A phase II trial of anlotinib combined chemotherapy as second-line and above therapy in HER2-negative advanced breast cancer.

Abstract

e13140 Background: The group of HER2-negative accounts for about 75% of breast cancer and has limited response to chemotherapy. Anlotinib is a novel multitarget tyrosine kinase inhibitor targeting VEGFR, PDGFR, FGFR, and c-Kit. In this study, we assessed the efficacy and safety of anlotinib plus chemotherapy in second-line and above treatment of HER-2 negative advanced breast cancer. Methods: This open-label, single-arm, phase II study enrolled women aged 18-75 years with HER2-negative breast cancer who underwent at least one-line chemotherapy. All patients were treated with anlotinib (12mg, qd, administered orally on Days 1-14 of each 21 day cycle) in combination with investigator-selected chemotherapy. The primary endpoint evaluated in this study was the median progression-free survival (PFS). Secondary endpoints included the objective response rate (ORR), clinical benefit rate (CBR), disease control rate (DCR) and safety. Results: From August 2022 to August 2023, 33 patients were enrolled in this study including 22(66.7%) HR+/HER2- patients and 11(33.3%) TNBC patients. After a median follow-up time of 11 months (95% CI, 5.8-16.2), the median PFS (mPFS) of the all patients was 8.6 months (95% CI 7.3-NA). In the HR+ and HR- populations, mPFS was 7.6 months versus 9.5 months (HR,0.376 [95%CI 0.12-1.13], p=0.072), respectively. All the patients had the confirmed best overall response assessments, no patient achieved complete response (CR); 11(33.3%) patients got partial response (PR) and 19(57.6%) patients achieved stable disease (SD). ORR was 33.3% (95% CI 18.0-51.8), DCR was 90.9% (95% CI 75.7-98.1) and CBR was 60.6% (95% CI 42.1-77.1).

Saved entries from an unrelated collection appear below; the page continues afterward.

PR #22052, opened 2024-05-23
cli: switch migration CLI to GritQL

morgante:
**Description**
Replaces the libCST integration with GritQL. This has a few advantages:
* There's less code to maintain, as Grit handles the complexities of actually replacing imports and remapping correctly (notice the big red reduction).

The most frequently observed adverse events were elevated triglycerides (78.8%), elevated blood sugar (63.6%), anemia (60.6%), elevated cholesterol (51.5%), elevated alanine aminotransferase (48.5%), and leukopenia (48.5%). Dose reductions due to adverse events occurred in 7 (21.2%) patients. Conclusions: Anlotinib combined with chemotherapy showed a promising efficacy with an acceptable safety profile for second-line and above patients with HER2-negative metastatic breast cancer. Further studies enrolling more patients are still needed.